While COVID-19 has affected cash payments in countries like Australia, Watson points to countries such as Russia, where citizens have been stockpiling cash during the pandemic. “People are concerned, and they’re taking cash out and sticking it under their mattress,” he says. “In Australia, too, cash is still considered a safe haven for many.
“Perhaps people will get used to using digital transactions all the time, but I would expect cash to come back,” adds Wilson. “Although, maybe in these times of uncertainty, I’m just harking back for the good old days.”
Asia-Pacific leads the way for mobile payments
Asia-Pacific countries have demonstrated supportive government policies and a focus on innovation in payment methods.
Sweden is often cited as a case study in cashless payments – digital transactions are so widely accepted that approximately 80 per cent of the country’s population use a card to pay for purchases. However, it is Asia-Pacific that leads the way for mobile payments. Finance app downloads jumped from 383 million in 2014 to 1.8 billion in 2018, according to data from The Mobile Finance Report 2019: Banking and Payment App Benchmarks.

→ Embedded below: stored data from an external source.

PR #4542, opened 2024-07-02
prepare release v26.0 beta 1

connyduck:


charlag:
from a quick glance looks good!
why did we introduce follow preference tho instead of always doing it, uh

Tak (approved):

PR #4543, opened 2024-07-05
split out FilteredStatusViewHolder from StatusBaseViewHolder

connyduck:
This is way more efficient than before as less views need to be inflated and bound for a filtered status to be rendered. It also should fix the bug where sometimes a `StatusViewHolder` that is set up for showing a status gets bound to a status that is filtered, leading to a crash.


app/src/main/java/com/keylesspalace/tusky/components/notifications/NotificationsViewModel.kt
```diff
@@ -152,7 +152,7 @@ class NotificationsViewModel @Inject constructor(
 
     private fun shouldFilterStatus(notificationViewData: NotificationViewData): Filter.Action {
         return when ((notificationViewData as? NotificationViewData.Concrete)?.type) {
-            Notification.Type.MENTION, Notification.Type.STATUS, Notification.Type.POLL -> {
```
connyduck, line 155: Contrary to their name, `Notification.Type.STATUS` can't be filtered (they are always notifications about the users own posts)

PR #4549, opened 2024-07-07
fix updating boosts in network timeline

connyduck:
re: https://infosec.exchange/@webhat/112745609655586468

Boost were not correctly handled here, probably because they are only on profile timelines which I rarely check. This makes sure likes and boosts get correctly set to posts even when they are boosts.

### DIFF
--- a/app/src/main/java/com/keylesspalace/tusky/components/timeline/viewmodel/NetworkTimelineViewModel.kt
+++ b/app/src/main/java/com/keylesspalace/tusky/components/timeline/viewmodel/NetworkTimelineViewModel.kt
@@ -295,13 +295,7 @@ class NetworkTimelineViewModel @Inject constructor(
     }
 
     private fun handleStatusChangedEvent(status: Status) {
-        updateStatusById(status.id) { oldViewData ->
-            status.toViewData(
-                isShowingContent = oldViewData.isShowingContent,
-                isExpanded = oldViewData.isExpanded,
-                isCollapsed = oldViewData.isCollapsed
-            )
-        }
+        updateStatusByActionableId(status.id) { status }
     }
 
     override fun fullReload() {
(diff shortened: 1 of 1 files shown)


Tak (approved):

app/src/main/java/com/keylesspalace/tusky/components/timeline/viewmodel/NetworkTimelineViewModel.kt
```diff
@@ -399,23 +393,17 @@ class NetworkTimelineViewModel @Inject constructor(
...
-        val pos = statusData.indexOfFirst { it.asStatusOrNull()?.id == id }
-        if (pos == -1) return
-        updateViewDataAt(pos) { vd ->
-            if (vd.status.reblog != null) {
-                vd.copy(status = vd.status.copy(reblog = updater(vd.status.reblog)))
-            } else {
-                vd.copy(status = updater(vd.status))
+    private inline fun updateStatusByActionableId(id: String, updater: (Status) -> Status) {
+        // posts can be multiple times in the timeline, e.g. once the original and once as boost
+        statusData.forEachIndexed { index, status ->
```
charlag, line 398: hm that means scanning the whole list every time which kinda sucks but I don't have a good solution either, need some smart data structure for that index

charlag (approved):

app/src/main/java/com/keylesspalace/tusky/components/timeline/viewmodel/NetworkTimelineViewModel.kt
connyduck: yeah :/

webhat: In my head there was a hashmap which contains all toots which was updated by index. I didn't realise that you needed a full table scan 🤔

PR #4574, opened 2024-07-15
update verification metadata for tensorflow-lite-metadata

connyduck:


connyduck:
I'm not sure why this changed (I suspect it was somehow loaded from a different repo before) but the new pom file is ok

charlag (approved):

PR #5082, opened 2025-04-27
4986 - Add delete_media parameter support when deleting statuses

### LINKED ISSUE #4986: Send `delete_media` parameter when deleting status
Mastodon added a new optional `delete_media` parameter to `DELETE /api/v1/statuses/:id`. 
We should send that parameter set to true when a status is deleted without redraft. When deleting & redrafting it should be set to false. This will allow the server to delete some media earlier and not only during the next cleanup.

https://github.com/mastodon/mastodon/pull/33988

achaviara:
### Summary
This pull request updates the delete status API call to support the optional `delete_media` parameter introduced in Mastodon 4.2.

### Changes
Updated `deleteStatus` function to accept a `delete_media` query parameter

Fixes #4986

### DIFF
--- a/app/src/main/java/com/keylesspalace/tusky/components/search/SearchViewModel.kt
+++ b/app/src/main/java/com/keylesspalace/tusky/components/search/SearchViewModel.kt
@@ -121,9 +121,9 @@ class SearchViewModel @Inject constructor(
         hashtagsPagingSourceFactory.newSearch(query)
     }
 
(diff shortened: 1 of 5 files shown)


Tak:
This looks reasonable to me

connyduck (approved):
Very nice, thank you!

(the parameter is added in Mastodon 4.4)

PR #5103, opened 2025-05-04
Let OS handle text selection popup

### LINKED ISSUE #5031: add option to search for selected text
### Pitch

Currently the only to way to search the web for selected text or a word in a toot is to select the desired text, copy it to the clipboard via context menu and manually put it in a search engine. It would be a real improvement to have a "search / web search" as action (works via ACTION_PROCESS_TEXT).
Thanks in advance

### Motivation

why: by now it's a bit cumbersome to perform this
who benefits: everyone having to do the extra steps manually

tthbaltazar:
Fixes #5031.

### DIFF
--- a/app/src/main/java/com/keylesspalace/tusky/BaseActivity.kt
+++ b/app/src/main/java/com/keylesspalace/tusky/BaseActivity.kt
@@ -125,6 +125,8 @@ abstract class BaseActivity : AppCompatActivity() {
         val style = textStyle(preferences.getString(PrefKeys.STATUS_TEXT_SIZE, "medium"))
         getTheme().applyStyle(style, true)
 
+        getDelegate().setHandleNativeActionModesEnabled(false)
+        
         if (requiresLogin()) {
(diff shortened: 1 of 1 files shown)


connyduck:
What exactly is this doing? I see no difference in the text selection popup.

tthbaltazar:
Uh. Sorry, this is not the fix.

After a long time of staring into android source code I found the real bug: android hides other apps, and [this also affects the actions shows in the text selection popup](https://cs.android.com/android/platform/superproject/+/android15-qpr2-release:frameworks/base/core/java/android/widget/Editor.java;l=8133?q=initializeAccessibilityActions&ss=android%2Fplatform%2Fsuperproject).

The real solution is to declare that we want to see activities that can handle PROCESS_TEXT actions: https://developer.android.com/training/package-visibility/declaring#intent-filter-signature

This explains why the behavior is so different between apps. I'm pretty sure this is a bug and this should be visible by default to all apps. I guess androidx could fix this by putting this into the manifest of every app.

PR #5116, opened 2025-05-09
fix filtering boosts from the home timeline

connyduck:
Since https://github.com/tuskyapp/Tusky/pull/5038 the option to filter boosts was ignored and boosts never filtered.

The issue here was that the `HomeTimelineData.status` holds no reblog information, so `timelineData.status?.toStatus(it)` will always return a unreblogged status. `timelineData.toViewData` constructs the correct structure as it considers `HomeTimelineData.reblogAccount` as well.


Tak (approved):
Ouch, nice find

PR #32, opened 2016-07-22
Fixing modules after integrating experiment-level 

ZmagoD:
https://biosistemika.atlassian.net/browse/SCI-31
https://biosistemika.atlassian.net/browse/SCI-34


app/helpers/permission_helper.rb
```diff
@@ -122,7 +122,7 @@ module PermissionHelper
     ] do |proxy, *args, &block|
       if args[0]
         my_module = args[0]
-        if my_module.active? and my_module.project.active?
+        if my_module.active? and my_module.experiment.project.active?
```
Ducz0r: Since we will allow experiments to be archived, I believe we should also check for `my_module.experiment.active?` here.

app/helpers/permission_helper.rb
```diff
@@ -562,7 +562,7 @@ def can_view_protocol(protocol)
       protocol.added_by == current_user
     elsif protocol.in_module?
       my_module = protocol.my_module
-      my_module.active? and my_module.project.active? and can_view_module(my_module)
+      my_module.active? and my_module.experiment.project.active? and can_view_module(my_module)
```
Ducz0r: Add `my_module.experiment.active?`.

app/helpers/permission_helper.rb
```diff
@@ -619,7 +619,7 @@ def can_unlink_protocol(protocol)
   def can_revert_protocol(protocol)
     if protocol.linked?
       my_module = protocol.my_module
-      my_module.active? and my_module.project.active? and is_user_or_higher_of_project(my_module.project)
+      my_module.active? and my_module.experiment.project.active? and is_user_or_higher_of_project(my_module.experiment.project)
```
Ducz0r: Add `my_module.experiment.active?`.

app/helpers/permission_helper.rb
```diff
@@ -628,7 +628,7 @@ def can_revert_protocol(protocol)
   def can_update_protocol_from_parent(protocol)
     if protocol.linked?
       my_module = protocol.my_module
-      my_module.active? and my_module.project.active? and is_user_or_higher_of_project(my_module.project)
+      my_module.active? and my_module.experiment.project.active? and is_user_or_higher_of_project(my_module.experiment.project)
```
Ducz0r: .. and onwards (`my_module.experiment.active?`), you get the idea :smile:.

app/models/project.rb
```diff
@@ -127,431 +104,22 @@ def user_role(user)
...
-      .distinct
-  end
-
-  def assigned_samples
-    Sample.joins(:my_modules).where(my_modules: {id: my_modules} )
-  end
-
-  def unassigned_samples(assigned_samples)
-    Sample.where(organization_id: organization).where.not(id: assigned_samples)
+  def project_my_modules
```
Ducz0r: Urm. Project has many experiments. Each experiment has many modules. So wouldn't the correct relation be more like:
```ruby
MyModule.where('experiment_id IN (?)', experiments.select(:id))
```

jbargu:
Wouldn't be much easier and readable though to just create a `project` method in `my_module.rb`, something along the lines:

```
def project
  experiment.project
end
```

Ducz0r:
Or that :+1: .

ZmagoD:
@jbargu @Ducz0r I will leave the project_my_modules method in project model for now because the space_taken method relies on that maybe we should make the project_my_modules method private later

PR #33, opened 2016-07-26
Added experiments_controller

ZmagoD:
https://biosistemika.atlassian.net/browse/SCI-37

For now I added experiments controller with update/create/archive actions and a new/update form.


Ducz0r:
I wouldn't merge this for now. I don't like adding code that will probably never be used. The thing is, experiments will have various ways to be created/edited/archived/..., but most certainly not via individual pages with a plain' old form. So I'd use this MR to actually start working on some GUI part of the application.

ZmagoD:
Hmm.. it will be good to have the experiments controller and declare routes to continue with the experiments level integration

Ducz0r:
Well... yeah, but just the bare bones controller, not the e.g. view action, and the corresponding HTML. If you remove that, I agree that we can merge it.

ZmagoD:
OK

The Singapore Government recently announced plans to make the city state a cashless society by 2025. Last year, it passed the Payment Services Act for the regulation of payment systems and payment service providers in Singapore, and to encourage innovation of payment services among fintech. More than eight in 10 Singaporean consumers have already adopted e-payments, and almost three in five Singaporean merchants accept e-payments.
Meanwhile, China has the largest card network in the world, with 7.6 billion cards. Data from the People’s Bank of China shows that the vast majority – 6.9 billion – are debit cards, while only 686 million are credit cards. China has also seen a recent spike in payments via QR code – even buskers now have specialised digital QR codes, which enable passers-by to donate by scanning a printed picture through messaging apps such as WeChat.